Chapel Off Chapel is a theatre venue in Prahran, Melbourne. Located near Chapel Street and opened in 1995, the venue consists of the 255-seat Chapel Theatre, the 150-seat Chapel Loft and a visual arts gallery.

Chapel Off Chapel is particularly associated with independent music theatre and cabaret. It has hosted independent productions of musicals, many as Australian premieres, including Dogfight, tick, tick... BOOM!, Violet, The Color Purple, Thrill Me, John & Jen, Avenue Q, In the Heights, Loving Repeating, Blood Brothers, Hair, It's Only Life!, Gutenberg! The Musical!, Zanna, Don't!, Is There Life After High School?, Bat Boy, I Love You, You're Perfect, Now Change, The Last 5 Years, Hello Again, Songs for a New World, Kooky Tunes, And The World Goes Round, Putting It Together, Lucky Stiff and Closer Than Ever.

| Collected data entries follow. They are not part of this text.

PR #305, opened 2017-07-21
Add a has_profile decorator

ankitjavalkar:


yaksh/decorators.py
```diff
@@ -1,20 +1,47 @@
...
+    This decorator is used to check if the user account has a profile.
+    If the user does not have a profile then redirect the user to
+    profile edit page.
+    """
+
+    def _wrapped_view(request, *args, **kwargs):
+        if user_has_profile(request.user):
+            return func(request, *args, **kwargs)
+        ci = RequestContext(request)
+        template = 'manage.html' if 'moderator' in request.user.groups.all() else 'user.html'
```
maheshgudi: Why <code>request.user.groups.all()</code>, could it just check if user is in the moderator group?

ankitjavalkar: This is doing exactly that.
I check if a user is associated with a group called 'moderator'. He may or may not be associated with other groups.

maheshgudi: Ok. Resolved.

prathamesh920: Can we use the **is_moderator** function here, that is already been defined in views?

yaksh/decorators.py
```diff
@@ -1,20 +1,47 @@
...
+        form = ProfileForm(user=request.user, instance=None)
```
prathamesh920: This should work without the instance argument.

yaksh/test_views.py
```diff
@@ -206,6 +207,30 @@ def test_edit_profile_get(self):
...
+        If profile exists a editprofile.html template will be rendered
+        """
+        self.client.login(
+            username=self.user2.username,
+            password=self.user2_plaintext_pass
+        )
+        response = self.client.get(reverse('yaksh:edit_profile'))
+        self.assertEqual(response.status_code, 200)
+        self.assertTemplateUsed(response, 'yaksh/editprofile.html')
+
```
prathamesh920: We can better tests like when user logins with or without profile.

yaksh/decorators.py
ankitjavalkar: This leads to cyclic import causing an ImportError since views also imports functions from decorators and decorator will import from views.

Adding the underlying condition from ```is_moderator``` here until a better solution is found

yaksh/decorators.py
ankitjavalkar: Done

yaksh/test_views.py
ankitjavalkar: Done, added tests for all 3 functions where the has_profile decorator is being used

prathamesh920:
LGTM

PR #309, opened 2017-07-27
Fix bug to prevent students from attempting pre-enrolled deactivated course

### LINKED ISSUE #308: Deactivated Quizzes show up in 'Enrolled Courses' page
- Enrolled Courses should explicitly show a Course (which the student has already enrolled for) but keep it in disabled state
- Home page (where un-enrolled courses show up) will not show the deactivated courses at all.
- The Quizzes, Answerpapers, etc should not be visible at all.

ankitjavalkar:
Fixes #308

### DIFF
--- a/yaksh/views.py
+++ b/yaksh/views.py
@@ -375,7 +375,7 @@ def start(request, questionpaper_id=None, attempt_num=None):
     if not quest_paper.quiz.course.is_enrolled(user):
         raise Http404('You are not allowed to view this page!')
     # prerequisite check and passing criteria
-    if quest_paper.quiz.is_expired():
+    if quest_paper.quiz.is_expired() and not quest_paper.quiz.course.active:
         if is_moderator(user):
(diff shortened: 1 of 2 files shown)


yaksh/views.py
```diff
@@ -375,7 +375,7 @@ def start(request, questionpaper_id=None, attempt_num=None):
     if not quest_paper.quiz.course.is_enrolled(user):
         raise Http404('You are not allowed to view this page!')
     # prerequisite check and passing criteria
-    if quest_paper.quiz.is_expired():
+    if quest_paper.quiz.is_expired() and not quest_paper.quiz.course.active:
```
prathamesh920: This should be OR condition.
```
if quiz is expired or course inactive:
    can't attempt
```

prathamesh920: Also, we can have tests for the same.

ankitjavalkar: Done

PR #311, opened 2017-08-02
Display all hidden courses with pending enrollment requests

ankitjavalkar:
Note: PEP8 issues have been fixed in earlier PR #309


ankitjavalkar:
Noted. Fixed the query to avoid such issues. I went with improving the query instead of drastic changes to the UI

prathamesh920:
LGTM

PR #324, opened 2017-08-30
Minor Bug fix (Anonymous User and Multiple Answerpaper errors) 

### LINKED ISSUE #322: Multiple Answerpaper objects returned bug
This bug takes place when a student has two answer paper objects containing the same attempt number.

### LINKED ISSUE #323: AnonymousUser is not iterable bug
This bug mostly happens when a user tries to quit an exam (manually entering the quit url )without authentication.

maheshgudi:
Fixes anonymous user not iterable bug and Multiple answerpaper objects returned bugs.
Closes #323 
Closes #322

### DIFF
--- a/yaksh/views.py
+++ b/yaksh/views.py
@@ -393,8 +393,8 @@ def start(request, questionpaper_id=None, attempt_num=None):
         if is_moderator(user):
             return redirect("/exam/manage")
         return redirect("/exam/quizzes")
+    attempt_number = 1 if not last_attempt else last_attempt.attempt_number + 1
     if attempt_num is None:
-        attempt_number = 1 if not last_attempt else last_attempt.attempt_number +1
         context = {'user': user, 'questionpaper': quest_paper,
                    'attempt_num': attempt_number}
         if is_moderator(user):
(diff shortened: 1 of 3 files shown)


yaksh/views.py
```diff
@@ -402,12 +402,23 @@ def start(request, questionpaper_id=None, attempt_num=None):
...
+        attempted_paper = AnswerPaper.objects.filter(user=user,
+                                                     question_paper=quest_paper,
+                                                     attempt_number=attempt_num
+                                                     )
+        if not attempted_paper:
+            ip = request.META['REMOTE_ADDR']
+            if not hasattr(user, 'profile'):
+                msg = 'You do not have a profile and cannot take the quiz!'
+                raise Http404(msg)
+            new_paper = quest_paper.make_answerpaper(user, ip, attempt_num)
```
prathamesh920: Nice catch,
I think here we need to take care of one more thing, if in case attempt number is any random number then too answer paper will be created. Because we are only checking if the attempt number is in database table, if not then create paper.
The attempt number should always be plus one then the last attempt number.

yaksh/views.py
```diff
@@ -402,12 +402,28 @@ def start(request, questionpaper_id=None, attempt_num=None):
         return my_render_to_response('yaksh/intro.html', context,
                                      context_instance=ci)
     else:
-        ip = request.META['REMOTE_ADDR']
-        if not hasattr(user, 'profile'):
-            msg = 'You do not have a profile and cannot take the quiz!'
+        attempted_paper = AnswerPaper.objects.filter(user=user,
```
prathamesh920: A suggestion, you can have a get over here instead of filter because in future there will never be multiple answer papers with same attempt number for a given question paper.
Using try except will help, if get fails with DoesNotExist exception then you can create an answer paper for that attempt number. If MultipleObjectsReturned exception then you can take the last answer paper for that attempt.

maheshgudi: resolved

yaksh/views.py
```diff
@@ -420,11 +420,11 @@ def start(request, questionpaper_id=None, attempt_num=None):
         if is_moderator(user):
             return redirect("/exam/manage")
         return redirect("/exam/quizzes")
+    if not last_attempt:
+        attempt_number = 1
+    else:
+        last_attempt.attempt_number + 1
```
prabhuramachandran: This statement looks to be meaningless as it does not explicitly set anything, did you mean:
`attempt_number = last_attempt.attempt_number + 1`?  Why wasn't this caught by the test?

maheshgudi: Resolved.

PR #325, opened 2017-08-31
Installs Firefox v46.0 on Travis CI

maheshgudi:
Selenium v2.53.6 seems to work perfectly with Firefox v46.0. Travis CI is expected to keep upgrading their default linux distribution, which might not have Firefox v46.0 in it's repository. Hence we enforce Travis CI to install Firefox v46.0.

### DIFF
--- a/.travis.yml
+++ b/.travis.yml
@@ -25,3 +25,6 @@ script:
 after_success:
   - coverage combine
   - coverage report
+
+addons:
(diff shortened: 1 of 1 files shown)


prathamesh920:
LGTM
In future we need to update selenium and travis configuration related to OS. We may discuss this and add a ticket.

Issue #285, opened 2017-04-28
Chat interface to allow moderator-to-student communication


ankitjavalkar:
Provide a chat interface/side-bar that allows the following;

* Simple one-to-one, duplex chat between moderator and students.
* Broadcast chat from moderator to all students.
* Prevent student from chatting amongst themselves

PR #327, opened 2017-09-06
Yaksh chat

adityacp:
Chat system for Yaksh.
Supports Broadcast chatting between moderator and students.
Closes issue #285


yaksh/consumers.py
```diff
@@ -0,0 +1,90 @@
...
+
+    if set(data.keys()) != set(('sender_id', 'message')):
+        message.reply_channel.send({'close': True})
+        return
+
+    if data:
+        context = {}
+        chat_dict = {}
+        message = room.messages.create(**data)
+        sender_tz = User.objects.get(id=data['sender_id']).profile.timezone
```
maheshgudi: The timezone while saving should be saved as GMT. And while rendering the time, the time should be rendered according to the user's timezone. This doesn't happen currently

yaksh/static/yaksh/js/chat.js
```diff
@@ -0,0 +1,166 @@
...
+    var chatsock;
+    var label;
+    var timer;
+    var page_title = document.title;
+    var course_id = $("#course_id").val();
+
+    $("#main").on("click", function(){
+        // Open chat window
+        var room_url = window.location.protocol + "//" +
+                    window.location.host + "/exam/new/chat/" + course_id;
```
maheshgudi: I am not sure if the <code>room_url</code> should be a part of the client side. Or at least it should encrypted in some form. Exposing the url to the client can increase vulnerability.

yaksh/static/yaksh/js/chat.js
```diff
@@ -0,0 +1,166 @@
...
+        ajax_request(room_url);
+    });
+
+    function ajax_request(chat_url) {
+        // Get messages from ajax request
+        $.ajax({
+            url: chat_url,
+            timeout:30000,
```
maheshgudi: 30000 seconds?

yaksh/static/yaksh/js/chat.js
```diff
@@ -0,0 +1,166 @@
...
+                message: $('#message').html(),
+            }
+            chatsock.send(JSON.stringify(message));
+        }
+        $("#message").empty();
+        return false;
+    });
+
+    // Create divs for showing sent and received messages
+    var div_sent = "<div class='row msg_container base_sent'>\n"+
```
maheshgudi: Cant this be done with <code>document.createElement</code>? This is just horrible!

yaksh/static/yaksh/js/chat.js
adityacp: I feel it is okay. Just need to make sure from views that no intruder can get messages. I feel I covered checks for user to get messages in views function

ankitjavalkar:
Need to add feature to changelog

prathamesh920:
Closing for now.
Will reopen with 0.8 release.

PR #331, opened 2017-09-20
Fix change password and other bug fixes.

maheshgudi:
1. Fixes change password error. Change password link on Moderator's dashboard was broken
2. Recurring 'NoneType has no attribute encode' error fixed.


ankitjavalkar:
LGTM

PR #49, opened 2019-11-15
Incremental compilation & hotreloading tests

baszalmstra:
This commit restructures the compiler crates to better support incremental compilation. The compiler `--watch` mode is now incremental, reusing the state from previous compilations.

**Todo:**

- [x] Implement `Driver`
- [x] Make `--watch` mode incremental with `Driver`
- [x] Add a test to check `--watch` mode works
- [x] Add a runtime test to verify hotloading

### DIFF
--- a/crates/mun_compiler/src/diagnostics/emit.rs
+++ b/crates/mun_compiler/src/diagnostics/emit.rs
@@ -42,7 +42,7 @@ impl Emit for Diagnostic {
         writer.set_color(&error)?;
         write!(writer, "error")?;
 
-        // Write diagnostics message
+        // Write diagnostic message
         writer.set_color(&header)?;
         writeln!(writer, ": {}", self.message)?;
 
@@ -74,7 +74,7 @@ impl Emit for Diagnostic {
             writer.set_color(&error)?;
 
             if line_col.line == line_col_end.line {
-                // single-line diagnostics
+                // single-line diagnostic
                 writeln!(
                     writer,
                     " {}{}",
--- a/crates/mun_compiler/src/diagnostics/emit.rs
+++ b/crates/mun_compiler/src/diagnostics/emit.rs
@@ -42,7 +42,7 @@ impl Emit for Diagnostic {
         writer.set_color(&error)?;
         write!(writer, "error")?;
 
-        // Write diagnostic message
+        // Write diagnostics message
         writer.set_color(&header)?;
         writeln!(writer, ": {}", self.message)?;
 
@@ -74,7 +74,7 @@ impl Emit for Diagnostic {
             writer.set_color(&error)?;
 
             if line_col.line == line_col_end.line {
-                // single-line diagnostic
+                // single-line diagnostics
                 writeln!(
                     writer,
                     " {}{}",
--- a/crates/mun_compiler/src/driver.rs
+++ b/crates/mun_compiler/src/driver.rs
@@ -29,7 +29,7 @@ pub struct Driver {
 }
 
 impl Driver {
-    /// Construct a driver with a specific configuration.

Australian musicals performed at Chapel Off Chapel include Prodigal Son, Life's A Circus, Only Heaven Knows, Tea with Oscar, Joe Starts Again and All Het Up. Chapel Off Chapel also regularly hosts Home Grown, a showcase for new Australian musical theatre works. Performers who have appeared at Home Grown events include Todd McKenney, Amanda Harrison, Lucy Durack, Virginia Gay and Kerrie Anne Greenland.

The bluestone building is converted from the former Independent Church, built in 1858-9.